核心概念
Spiking lottery tickets can achieve higher sparsity and less performance degradation compared to standard lottery tickets, enabling the development of efficient and energy-saving spiking neural networks.
要約
The paper explores the properties of spiking lottery tickets (SLTs) and compares them to standard lottery tickets (LTs) in both convolutional neural network (CNN) and transformer-based spiking neural network (SNN) structures.
For CNN-based models, the authors find that inner SLTs achieve higher sparsity and fewer performance losses compared to LTs (Reward 1). For transformer-based models, SLTs incur less accuracy loss compared to LTs counterparts at the same level of multi-level sparsity (Reward 2).
The authors propose a multi-level sparsity exploring algorithm for spiking transformers, which effectively achieves sparsity in the patch embedding projection (ConvPEP) module's weights, activations, and input patch numbers. Extensive experiments on RGB and event-based datasets demonstrate that the proposed SLT methods outperform standard LTs while achieving extreme energy savings (>80.0%).
The paper also analyzes the impact of spiking neural network parameters, such as time step and decay rate, on the performance of SLTs. The results show that increasing the time step can improve the performance of SLTs, while the optimal decay rate exhibits a non-monotonic relationship.
統計
The dense ANN model on CIFAR10 achieves 88.10% accuracy.

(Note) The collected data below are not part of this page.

PR #984, opened 2024-07-24
FW-5688 Refactor Dictionary Cleanup to Use BaseJob Model

bronson-c:
### Description of Changes
- Fully refactors the dictionary cleanup API to be in line with bulk visibility functionality
- CustomOrderRecalculationsResults have been refactored to DictionaryCleanupJobs for consistency, they now inherit from the BaseJob class and have less unnecessary fields
- Merged the separate preview and custom order recalculate tasks into a single task, that checks if the job is a preview dynamically
- Added cancel and failure states and enhanced logging to the dictionary cleanup job
- Refactored the dictionary cleanup API to behave like bulk visibility, sending a POST created a model to track the task and store the results, past runs are now kept and the PENDING issue is resolved.
- Refactored the tests to match the new functionality.

### Checklist

### Additional Notes
N/A


firstvoices/backend/models/__init__.py
```diff
@@ -15,7 +15,7 @@
     ImportJobReport,
     ImportJobReportRow,
 )
-from .jobs import BulkVisibilityJob, CustomOrderRecalculationResult  # noqa F401
+from .jobs import BulkVisibilityJob, DictionaryCleanupJob  # noqa F401
 from .join_request import JoinRequest  # noqa F401
```
sarahfirstvoices, line 19: I'm very into this rename

firstvoices/backend/models/jobs.py
```diff
@@ -50,13 +50,11 @@ class Meta:
...
 
-    latest_recalculation_date = models.DateTimeField(auto_now_add=True)
-    latest_recalculation_result = models.JSONField()
-    task_id = models.CharField(max_length=255, null=True, blank=True)
+    cleanup_result = models.JSONField(blank=True, null=True)
     is_preview = models.BooleanField(default=True)
 
     def __str__(self):
-        return self.site.title + " - " + str(self.latest_recalculation_date)
+        return self.site.title + " - DictionaryCleanup - " + self.status
```
sarahfirstvoices, line 57: I think this __str__ needs something more individual than status, probably just the id. Like `self.site.title DictionaryCleanupJob self.id`

firstvoices/backend/serializers/job_serializers.py
```diff
@@ -84,38 +74,25 @@ def get_latest_recalculation_result(obj):
...
+class DictionaryCleanupPreviewJobSerializer(DictionaryCleanupJobSerializer):
+    url = SiteHyperlinkedIdentityField(
+        read_only=True, view_name="api:dictionary-cleanup-preview-detail"
     )
-    latest_recalculation_preview_date = serializers.DateTimeField(
-        source="latest_recalculation_date"
+    cleanup_preview_result = serializers.JSONField(
+        read_only=True,
+        source="cleanup_result",
     )
```
sarahfirstvoices, line 88: Since this is a dedicated serializer for preview jobs, could we set is_preview to True in here?

firstvoices/backend/serializers/job_serializers.py
```diff
@@ -36,28 +31,23 @@ class Meta:
...
-    site = serializers.StringRelatedField()
-    current_task_status = serializers.SerializerMethodField()
-    latest_recalculation_result = serializers.SerializerMethodField()
-
-    @staticmethod
-    @extend_schema_field(OpenApiTypes.STR)
-    def get_current_task_status(obj):
-        async_result = AsyncResult(obj.task_id)
-        return async_result.status
+class DictionaryCleanupJobSerializer(
```
sarahfirstvoices, line 34: Suggestion: could we use the same serializer for the real cleanup and the preview if we called the result a "result"?

firstvoices/backend/serializers/job_serializers.py
```diff
@@ -36,28 +31,23 @@ class Meta:
...
-            and obj.latest_recalculation_result
-        ):
-            unknown_character_count = obj.latest_recalculation_result.get(
+    def get_cleanup_result(obj):
+        if hasattr(obj, "cleanup_result") and obj.cleanup_result:
+            unknown_character_count = obj.cleanup_result.get(
                 "unknown_character_count", 0
             )
-            updated_entries = obj.latest_recalculation_result["updated_entries"]
+            updated_entries = obj.cleanup_result["updated_entries"]
```
sarahfirstvoices, line 50: Would it make sense to put separate fields for updated_entries and unknown_character_count etc directly on the model? Might make the API responses easier to read

sarahfirstvoices: I realize this is a mischief suggestion-- if other folks think it is a good idea we should log a separate ticket

firstvoices/backend/tasks/dictionary_cleanup_tasks.py
```diff
@@ -0,0 +1,112 @@
...
+from backend.models.jobs import JobStatus
+from backend.tasks.utils import ASYNC_TASK_END_TEMPLATE, ASYNC_TASK_START_TEMPLATE
+
+
+@shared_task
+def cleanup_dictionary(job_instance_id: str):
+    """
+    Calculates and returns the results of a custom order recalculation,
+    including the changes in custom order and title and the count of unknown characters.
+    Jobs marked as preview will not save the changes to the database.
```
sarahfirstvoices, line 14: To be extra clear, could we change the last sentence to "Jobs marked as preview will not update DictionaryEntries in the database"? I could imagine someone thinking job instances don't get saved if they are marked as preview

firstvoices/backend/views/dictionary_cleanup_views.py
```diff
@@ -0,0 +1,181 @@
...
+
+        # Queue the cleanup task after model creation
+        transaction.on_commit(
+            lambda: cleanup_dictionary.apply_async(
+                (instance.id,), link_error=link_error_handler.s()
+            )
+        )
+
+    @action(methods=["delete"], detail=False)
+    def clear(self, request, *args, **kwargs):
```
sarahfirstvoices, line 171: While we are making changes here, since this API changes multiple resources, in REST terms it should be a POST not a DELETE

firstvoices/backend/views/dictionary_cleanup_views.py
```diff
@@ -0,0 +1,181 @@
...
+            404: OpenApiResponse(description=doc_strings.error_404_missing_site),
+        },
+        parameters=[site_slug_parameter],
+    ),
+)
+class DictionaryCleanupJobViewSet(
+    SiteContentViewSetMixin,
+    FVPermissionViewSetMixin,
+    ModelViewSet,
+):
```
sarahfirstvoices, line 65: These 2 views are now so similar that I think we could refactor this further. If we pulled out the is_preview value to a class member, and if you take my suggestion of using the same serializer for both, I think DictionaryCleanupPreviewJobViewset could simply subclass DictionaryCleanupJobViewSet with a different is_preview value and api docs.

sarahfirstvoices (changes requested):
Looking really good so far! Most of my comments are about pushing it a little further :)

firstvoices/backend/serializers/job_serializers.py
bronson-c: Rather than logging a separate ticket, will add to dictionary cleanup memory changes.

firstvoices/backend/serializers/job_serializers.py
bronson-c: As per our discussion separate serializers are still required but to the difference in URL for the separate views. However the `DictionaryCleanupJobSerializer` has been updated such that the `DictionaryCleanupPreviewJobSerializer` only needs one line of code.

firstvoices/backend/views/dictionary_cleanup_views.py
bronson-c: As per our discussion separate views are still preferable, however, the `DictionaryCleanupJobViewSet` has been updated such that the `DictionaryCleanupPreviewViewSet` only needs documentation and two lines of code.

firstvoices/backend/serializers/job_serializers.py
bronson-c: Details added to this JIRA: https://firstvoices.atlassian.net/browse/FW-5933

firstvoices/backend/serializers/job_serializers.py
```diff
@@ -34,12 +34,19 @@ class Meta:
...
     is_preview = serializers.BooleanField(read_only=True)
     cleanup_result = serializers.SerializerMethodField(read_only=True)
 
+    def get_fields(self):
+        fields = super().get_fields()
+        # Dynamically assign the view_name to the url field
+        fields["url"] = SiteHyperlinkedIdentityField(
+            read_only=True, view_name=self.detail_view_name
+        )
+        return fields
```
sarahfirstvoices, line 48: Nice!

sarahfirstvoices (approved):
Looks great!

The dense SNN model on CIFAR10 achieves 87.71% accuracy.
The MPSLT model on CIFAR10 achieves 87.76% accuracy, a 0.24% improvement over the MPLT model.
The MultiSp-SLT model on CIFAR10 achieves 90.21% accuracy, a 0.34% improvement over the MultiSp-LT model.
The theoretical energy consumption of the MPSLT model on CIFAR10 is only 11.2% of the ANN counterpart.
引用
"Spiking neural network is a bio-inspired algorithm that simulates the real process of signaling that occurs in brains."
"The Lottery Ticket Hypothesis (LTH) offers a promising solution. LTH suggests that within a randomly initialized dense neural network, there exist efficient sub-networks, which can achieve the comparable accuracy of the full network within the same or fewer iterations."
"Our approach analyses the problem from a dual-level perspective: (1) Redesigning existing models at the neuron level to obtain an efficient new network structure; (2) Developing numerous sparse algorithms to reduce the parameter size of original dense models at the structure level."